Most of my friends, including me, are interested in cricket. The corona crisis has made most of us bored during the weekends and we wanted a way to spend our time away. Few of them came up with an idea of holding a mock auction where they give a rating to each player based on stats in IPL( Indian Premiere League). This rating won't be revealed to anyone till the end. The idea is to have 8 teams (comprised of 3 people per team) put up a lineup of 11 players and the one with maximum rating wins.

RULES:

  1. Each team can only select 11 players.
  2. Batsman - Min 3 Max 5
  3. Bowlers - Min 3 Max 5
  4. All Rounders - Min 1 Max 3
  5. Wicketkeepers - 1
  6. Max Spending limit - 30 crores. 7 . Overseas Players - 4

PLAYERS CHOSEN:

Around 240 players , throughout the history of IPL, were chosen by them and a list was released indicating their roles(BAT/BOWL/ALLROUNDER/WK).
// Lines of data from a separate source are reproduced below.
PR #228, opened 2025-05-05
Updated create-release workflow to work with the new schema

ArielDemarco:
# Overview
Updated the `create-release` workflow to align with the changes introduced in [this PR](https://github.com/embrace-io/embrace-apple-sdk/pull/211).

# Description
- Removed the forced creation of `XCFrameworks` (did not delete `build_xcframework.sh` as we may still offer a way for customers to build them if needed). This also removes the installation of `mise` and `tuist`.
- The `.zip` containing all the `XCFrameworks` (for CocoaPods) is no longer required, so that step was removed.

The only clue about the rating that was given was that it was derived from stats in their own way

IDEA:

Being a data scientist , it was right up my ally and i wanted to build a system that could help me in choosing the best players .

  1. Scraping -Scraped through the ipl website for stats of all the players from 2008-2019.
  2. Pre-Processing - Created a heuristic rating from all the stats
  3. Optimization - Used PuLP package to solve an Binary Integer Programming optimization problem.